“Confirmed Judges, Confirmed Fears” is a blog series documenting the harmful impact of President Trump’s judges on Americans’ rights and liberties. Cases in the series can be found by issue and by judge at this link.
With the six Trump judges on the court casting the deciding votes, the Eleventh Circuit voted 8-4 not to review a flawed panel decision from March 2020 in favor of Florida state prison officials who had refused to provide comprehensive gender affirming medical care to an incarcerated transgender woman. The December 2020 case is Keohane v. Florida Department of Corrections Secretary.
Reiyn Keohane had her medical treatment for diagnosed gender dysphoria cut off under the state’s so-called “freeze frame” policy, in which prison officials maintain incarcerated individuals only at the level of transition that existed at the time of confinement, regardless of the person’s current, individualized needs. They housed her in a men’s facility, refused to provide hormone therapy, and prohibited her from socially transitioning by dressing and grooming as a woman. After more than two years of being denied appropriate and necessary medical care, she sued, alleging deliberate indifference to her medical needs in violation of the Eighth Amendment.
A month after she sued, officials permitted her to have hormone therapy and, a month later, stated that they were ending the freeze-frame policy altogether. However, officials still prohibited Keohane from socially transitioning. The district court took note of the suspicious timing of the policy change, inconsistent explanations for the official actions, application of the allegedly-revoked freeze-frame policy to another individual, and lack of administrative record for the alleged change in policy. Based on this record, the district court found that the state’s apparent abandonment of the freeze-frame policy was likely not a permanent change, but was instead done primarily as a temporary measure to prevent the court from addressing the issue. The district court judge found that officials had been deliberately indifferent to Keohane’s medical needs, and it issued an injunction against the freeze-frame policy and ordered officials to allow Keohane to socially transition. But a divided circuit panel reversed the court in a 2-1 opinion written by Trump judge Kevin Newsom.
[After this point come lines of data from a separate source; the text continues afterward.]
PR #3, opened 2024-03-28
add backward for softmax

iclementine:
Add triton kernel for softmax backward(as an example for registering a kernel for autograd key). This is than by registering a function that support autograd to `softmax.int`. This may not be the best practice.

Other alternatives are:
1. register a kernel for `_softmax_backward_data`.
2. register a kernel for `_softmax`(so as not to implement backward for softmax).

### DIFF
--- a/src/gems/softmax.py
+++ b/src/gems/softmax.py
@@ -55,7 +55,52 @@ def softmax_kernel(
     tl.store(output_ptrs, softmax_output, mask=mask)
 
 
-def softmax(x, dim=1, dtype=None, out=None):
+@libentry()
+@triton.autotune(
+    configs=[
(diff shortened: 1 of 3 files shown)


src/gems/softmax.py
```diff
@@ -86,3 +130,58 @@ def softmax(x, dim=1, dtype=None, out=None):
...
+
+    assert dim >= -out.ndim and dim < out.ndim, "Invalid dim"
+    dim = dim % out.ndim
+    M = 1
+    N = out.shape[dim]
+    for i in range(dim):
+        M *= out.shape[i]
+
+    # NOTE: ensure contiguous?
+    in_grad = torch.empty_like(out)
```
StrongSpoon, line 147: Actually not. Need argument memory_format to be `torch.contiguous_format`.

The full circuit voted 8-4 not to review that ruling, a vote made possible by Trump’s six judges on the court: Newsom, Elizabeth Branch, Andrew Brasher, Britt Grant, Barbara Lagoa, and Robert Luck. In a vigorous dissent, Judge Robin Rosenbaum—joined by Judges Charles Wilson, Beverly Martin, and Jill Pryor—explained that the full circuit was obligated to review Newsom’s panel opinion because it was inconsistent with the precedent established in 2010 by an Eleventh Circuit panel in a case called Thomas v. Bryant. She noted that while Newsom claimed he was following Thomas, his decision “instead created a new rule diametrically opposed to Thomas’s holding.”
Thomas held that a district court’s finding of deliberate indifference in Eighth Amendment cases can be reversed only if the finding is “clearly erroneous.” Newsom’s panel held that this highly deferential standard only applies to the ultimate question of whether there was deliberate indifference. As for the subsidiary factual findings the court considers in reaching that question, the Newsom panel took it upon itself to review those independently, and it disagreed with the lower court. Once those facts were changed, Newsom was able to find “clear error” in the lower court’s finding of deliberate indifference. But as Rosenbaum explained in detail, Thomas very clearly applied “clear error” review to the entirety of the factual record before it, not just part of it.
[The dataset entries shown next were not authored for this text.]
PR #5, opened 2024-04-08
add codegen for general pointwise kernels

iclementine:
1. add codegen utilities for general pointwise kernels( both dynamic & static)
   - dynamic: speciallize to the rank of the task space;
   - static: speciallize to the shape & strides of each input tensor;
2. use pointwise_dynamic to replace abs, gelu, reciprocals, relu, rsqrt, silu and implement sigmoid

### DIFF
--- a/src/flag_gems/gelu.py
+++ b/src/flag_gems/gelu.py
@@ -1,7 +1,6 @@
 import torch
 import triton
 import triton.language as tl
-from .__libentry__ import libentry
 
 from flag_gems.utils.pointwise_dynamic import pointwise_dynamic
 
--- a/src/flag_gems/utils/code_cache.py
+++ b/src/flag_gems/utils/code_cache.py
@@ -3,6 +3,7 @@ import os
 from pathlib import Path
 import shutil
 
+@functools.cache
 def cache_dir_path() -> Path:
     """Return the cache directory for generated files in flaggems."""
     _cache_dir = os.environ.get("FLAGGEMS_CACHE_DIR")
@@ -12,7 +13,6 @@ def cache_dir_path() -> Path:
         _cache_dir = Path(_cache_dir)
     return _cache_dir
 
-@functools.lru_cache(None)
 def cache_dir() -> Path:
     """Return cache directory for generated files in flaggems. Create it if it does not exist."""
     _cache_dir = cache_dir_path()
--- a/src/flag_gems/utils/inliner.py
+++ b/src/flag_gems/utils/inliner.py
@@ -2,7 +2,7 @@ from typing import List
 import ast
 
 from triton.runtime import JITFunction
-from torch.fx.graph import _Namespace
+from flag_gems.utils.code_utils import NameSpace
 
 
 class Rename(ast.NodeTransformer):
@@ -58,7 +58,7 @@ class NameCollector(ast.NodeVisitor):
 
 
 def inline_function(f: JITFunction, input_names: List[str],
-                    output_names: List[str], namespace: _Namespace):
+                    output_names: List[str], namespace: NameSpace):
     nc = NameCollector()
     ast_tree = ast.parse(f.src)
     nc.visit(ast_tree)
@@ -71,7 +71,7 @@ def inline_function(f: JITFunction, input_names: List[str],
 
     # replace temporaries with auto-named names to avoid conflicts
     for name in nc.names:
-        mapping[name] = namespace.create_name(name, None)
+        mapping[name] = namespace.create_name(name)
 
     rename = Rename(mapping)
     renamed_tree = rename.visit(ast_tree)
--- a/src/flag_gems/utils/shape_utils.py
+++ b/src/flag_gems/utils/shape_utils.py
@@ -95,10 +95,8 @@ def volume(shape: Shape) -> int:
 def is_valid_perm(perm: Perm) -> bool:
     r = len(perm)
     sorted_axes = sorted(perm)
-    if sorted_axes[0] != 0:
-        return False
-    for i in range(1, r):
-        if sorted_axes[i] != (sorted_axes[i - 1] + 1):
+    for i in range(r):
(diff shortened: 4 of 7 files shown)


src/flag_gems/gelu.py
```diff
@@ -3,115 +3,37 @@
 import triton.language as tl
 from .__libentry__ import libentry
```
StrongSpoon: this line could be deleted

src/flag_gems/sigmoid.py
```diff
@@ -0,0 +1,39 @@
+import torch
+import triton
+import triton.language as tl
+from flag_gems.utils.pointwise_dynamic import pointwise_dynamic
+
+@pointwise_dynamic
+@triton.jit
+def sigmoid_forward(x):
+    return 1 / (1 + tl.exp(-x.to(tl.float32)))
```
tongxin: Isn't it preferable to convert exp to math.exp2?

src/flag_gems/utils/shape_utils.py
```diff
@@ -0,0 +1,122 @@
+from typing import Tuple, Iterable
+import functools
+import operator
+
+Shape = Tuple[int]
+Stride = Tuple[int]
+MultiIndex = Tuple[int]
+Perm = Tuple[int]
+
+
```
tongxin, line 10: This whole shape util could be slow due to Python interpreter. I would suggest calculating with numpy arrays.

src/flag_gems/sigmoid.py
iclementine: Ok, done.

src/flag_gems/utils/shape_utils.py
```diff
@@ -0,0 +1,122 @@
...
+    d = r2 - r1
+    new_stride = [0 for _ in range(r2)]
+    for i in range(r1):
+        new_stride[d + i] = 0 if (shape[i] == 1 and new_shape[d + i] > 1) else stride[i]
+    return tuple(new_stride)
+
+def volume(shape: Shape) -> int:
+    return functools.reduce(operator.mul, shape, 1)
+
+def is_valid_perm(perm: Perm) -> bool:
```
StrongSpoon, line 95: simplify this fn

src/flag_gems/utils/code_cache.py
```diff
@@ -0,0 +1,27 @@
...
+def cache_dir_path() -> Path:
+    """Return the cache directory for generated files in flaggems."""
+    _cache_dir = os.environ.get("FLAGGEMS_CACHE_DIR")
+    if _cache_dir is None:
+        _cache_dir = Path.home() / ".flaggems"
+    else:
+        _cache_dir = Path(_cache_dir)
+    return _cache_dir
+
+@functools.lru_cache(None)
```
tongxin: I would suggest using functools.cached_property, for cache_dir should be invariant once initiated.

src/flag_gems/utils/code_cache.py
```diff
@@ -0,0 +1,27 @@
...
+def cache_dir() -> Path:
+    """Return cache directory for generated files in flaggems. Create it if it does not exist."""
+    _cache_dir = cache_dir_path()
+    os.makedirs(_cache_dir, exist_ok=True)
+    return _cache_dir
+
+def clear_cache():
+    """Clear the cache directory for code cache."""
+    _cache_dir = cache_dir_path()
```
tongxin, line 24: then here simply querying cache_dir() could be quicker

src/flag_gems/utils/inliner.py
```diff
@@ -0,0 +1,84 @@
...
+    mapping = {}
+    # replace arguemnt names with input names
+    # TODO: handle non-tensor arguments to scalar function
+    for p, input_name in zip(f.arg_names, input_names):
+        mapping[p] = input_name
+
+    # replace temporaries with auto-named names to avoid conflicts
+    for name in nc.names:
+        mapping[name] = namespace.create_name(name, None)
+
```
tongxin: There could come name conflicts with the rewriting. For example, 

foo (a, b):
   x = ...
   y = 

If rewriting arg a, b with input name x, y, it will result in name aliasing.

src/flag_gems/utils/shape_utils.py
iclementine: Done.  Now the perm is sorted and test if sorted[i] = i for all i in [0, r).

src/flag_gems/gelu.py
iclementine: done

src/flag_gems/utils/code_cache.py
iclementine: I use `functools.cache` since it is a standalone function.
Also `functools.cache` is more light-weight than `functools.lrucache`/

src/flag_gems/utils/code_cache.py
iclementine: Done.

src/flag_gems/utils/inliner.py
iclementine: Input names to the inlined function are populated into the namespace before inlining, so in this case, `x`, `y` would be renamed to `x_1`, `y_1`.

Also, now all the args names and local names of the jit function, into which the inlined function is inlined, are populated into the namespace brefore inlining.

src/flag_gems/utils/shape_utils.py
iclementine: done

src/flag_gems/gelu.py
iclementine: done

src/flag_gems/utils/shape_utils.py
iclementine: Some operations used in shape_utils are not simple array operation. So I prefer using python tuples & list. We  may find a better implementation after benchmarking them.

Rosenbaum warned of the “dangers of condoning panel opinions that contradict our prior precedent while nonetheless claiming to follow the prior-precedent rule.” Because that rule “serves as the foundation of our federal judicial system,” she wrote, courts “ask for trouble” if they let panels “skirt” the rule. But the Trump judges on the Eleventh Circuit have done just that, to the detriment of transgender individuals, incarcerated individuals, and the judicial system as a whole.